PR #2779, opened 2020-08-31
Replace resolved types in lexicographic schema sort

mattleff:
When using `lexicographicSortSchema()` with a schema containing `resolveType` for either interfaces or unions the resolved type wasn't being replaced with the new `GraphQLObjectType` created during sorting. This PR wraps any `resolveType` functions provided and substitutes the sorted named type for the type returned from the `resolveType` function.

Downstream issue: https://github.com/nestjs/graphql/issues/1107

### DIFF
--- a/src/utilities/lexicographicSortSchema.js
+++ b/src/utilities/lexicographicSortSchema.js
@@ -11,7 +11,6 @@ import type {
   GraphQLFieldConfigMap,
   GraphQLFieldConfigArgumentMap,
   GraphQLInputFieldConfigMap,
-  GraphQLTypeResolver,
 } from '../type/definition';
 import { GraphQLSchema } from '../type/schema';
 import { GraphQLDirective } from '../type/directives';
@@ -75,20 +74,6 @@ export function lexicographicSortSchema(schema: GraphQLSchema): GraphQLSchema {
     return maybeType && replaceNamedType(maybeType);
   }
 
-  function replaceResolvedType(
-    maybeTypeResolver: ?GraphQLTypeResolver<mixed, mixed>,
-  ) {
-    return (
-      maybeTypeResolver &&
-      ((...args) =>
-        Promise.resolve(maybeTypeResolver(...args)).then((resolvedType) =>
-          isObjectType(resolvedType)
-            ? replaceNamedType(resolvedType)
-            : resolvedType,
-        ))
-    );
-  }
-
   function sortDirective(directive: GraphQLDirective) {
     const config = directive.toConfig();
     return new GraphQLDirective({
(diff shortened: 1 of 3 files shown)


src/utilities/lexicographicSortSchema.js
```diff
@@ -74,6 +75,20 @@ export function lexicographicSortSchema(schema: GraphQLSchema): GraphQLSchema {
     return maybeType && replaceNamedType(maybeType);
   }
 
+  function replaceResolvedType(
+    maybeTypeResolver: ?GraphQLTypeResolver<mixed, mixed>,
+  ) {
+    return (
+      maybeTypeResolver &&
+      ((...args) =>
+        Promise.resolve(maybeTypeResolver(...args)).then((resolvedType) =>
```
IvanGoncharov, line 84: An important property of `execute` is that it returns only if at least one resolver return promise.
This change will convert sync schema into async.
Please use `isPromise`

src/utilities/lexicographicSortSchema.js
```diff
@@ -74,6 +75,20 @@ export function lexicographicSortSchema(schema: GraphQLSchema): GraphQLSchema {
...
+          isObjectType(resolvedType)
```
IvanGoncharov, line 85: Just return `resolvedType.name` is should be simpler and faster.
Also by using `replaceNamedType` you making reference to the previous schema so it can't be garbage collected.

IvanGoncharov:
@mattleff Very interesting bug, once review comments are addressed I will merge it as a temporary fix.
But this uncovered generic issue since you can also reproduce with `extendSchema` or any other function that modify schema.
So the correct solution would be to just forbid returning `GraphQLObjectType` instance in the upcoming `16.0.0` so names of types would be the only option.
Do you see any potential problems with these approach?

IvanGoncharov:
@mattleff Thinking more about it it's better to have this temporary workaround directly inside `execute`:
https://github.com/graphql/graphql-js/blob/master/src/execution/execute.js#L1006-L1009
That way it's smaller and fix this problem for any schema transformation instead of just fixing `lexicographicSortSchema`

mattleff:
@IvanGoncharov Ok, I'll see if I can implement it in `execute()`.

mattleff:
@IvanGoncharov I've pushed that change. Are you good with the current tests or is there a better place or method for testing this?

IvanGoncharov:
@mattleff Midnight in my location 🛏️ 
Will look into it tomorrow morning 🌅

IvanGoncharov:
@mattleff Took more time than I expected and resulted in #2790 #2791 #2793
So now we prepared for dropping `GraphQLObject` as a result of `resolveType` in the upcoming 16.0.0
Can you please test it with Next.js?

IvanGoncharov:
@mattleff You can use our NPM branch for tests:

mattleff:
@IvanGoncharov That works great. Thanks for all your work to square this away!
○ ○ ○ ○ ○
TASK STATEMENT>
Among the lines of the preceding data, which ones hold the word "maybeTypeResolver"? List them.

SOLUTION TO THE PROBLEM>
-    maybeTypeResolver: ?GraphQLTypeResolver<mixed, mixed>,
-      maybeTypeResolver &&
-        Promise.resolve(maybeTypeResolver(...args)).then((resolvedType) =>
+    maybeTypeResolver: ?GraphQLTypeResolver<mixed, mixed>,
+      maybeTypeResolver &&
+        Promise.resolve(maybeTypeResolver(...args)).then((resolvedType) =>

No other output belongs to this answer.